In a way, the Rocky Mountains should not have been a surprise. The native peoples had told them they would need to cross the mountains; however “when they thought of mountains, they pictured the rounded tree-topped bluffs of the Appalachians.” They pictured what they knew, what was familiar and known. Based on the assumptions of three hundred years of experts, Lewis and Clark expected the western half of the United States to look exactly like the eastern half. They expected their future to look like their past.

We all too often expect our future to look like our past. We assume we can keep doing things exactly the same way we have always done things. And then we find ourselves in uncharted territory, and we wonder “what are we supposed to do here?!”

Dr. Bolsinger asks that same question in a different manner, “How do you canoe over mountains?” (Canoeing the Mountains, Bolsinger, pg 34)

His response?

 

You don’t. If you want to continue forward, you change. You adapt. Meriwether Lewis looked at miles and miles of snow-covered peaks and knew that to continue his journey he would have to change his entire approach. (Canoeing the Mountains, Bolsinger, pg 26)

 

The same is true for us – to journey into uncharted territory, to journey into the unknown, to journey where God calls us, we also need to change and adapt. Like Lewis and Clark, we need to “ditch the canoes, ask for help, find horses and cross the mountains. And when the time comes, we make new boats out of burnt trees.” (Canoeing the Mountains, Bolsinger, pg 26)

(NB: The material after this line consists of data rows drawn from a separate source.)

PR #1992, opened 2026-08-03
fix(resolver): prefer the longest matching import remapping

grandpig:
## Summary

- Prefer the longest matching import remapping prefix.
- Make remapping selection independent of rule order when prefixes have different lengths.
- Preserve the existing overwrite behavior for duplicate prefixes.
- Add regression tests for both remapping orders.

## Problem

`FileResolver::resolve_file()` currently overwrites the remapped path every time a rule matches. As a result, the last matching rule wins, even when another rule has a longer matching prefix.

For example:

```text
@lib/=vendor/base/
@lib/math/=vendor/math/
```

The import:

`import "@lib/math/Calc.sol";`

The journey into the unknown asks us to let go, to learn as we go, to keep going no matter what. (Canoeing the Mountains, Bolsinger, pg 26 paraphrased)

The journey into the unknown asks us to let go, to learn as we go, to keep going no matter what.

That is a big deal. That is a scary endeavor. It is completely understandable why we as the Church and as individuals would try to go back or at least try to hold fast to a comprehensible and comfortable present.

Journeying into the unknown challenges us, challenges us to let go, learn as we go, and to keep going no matter what. And that is hard. We weren’t prepared for this new future. We might not even want this new future. We might want to stay comfortably in Haran and just hope for the “new” to go away.

And yet, God calls us forward. God invites us on a journey into the unknown – for the purpose of blessing us, for the purpose of blessing others through us.

And even as God invites us into this unknown future, even as God says, “Do not remember the former things, or consider the things of old. I am about to do a new thing” God is also promising to be there. God is promising to “make a way in the wilderness and rivers in the desert.” (Isaiah 43:18-19).

 

What are we supposed to do here? What are we supposed to do with a world that increasingly thinks it has no use for faith and the Church? What are we supposed to do with this pandemic? What are we supposed to do in this uncharted territory?

I am not always certain. The path before me, the path before us, as the First Congregational Church, is not a clear map forward; however I have my eyes open; I have my heart and mind open, open to the new that God is doing, open to this way that God is creating.

On this journey into the unknown, I have faith that when we journey where God leads us, God is always there, blessing us and blessing others through us.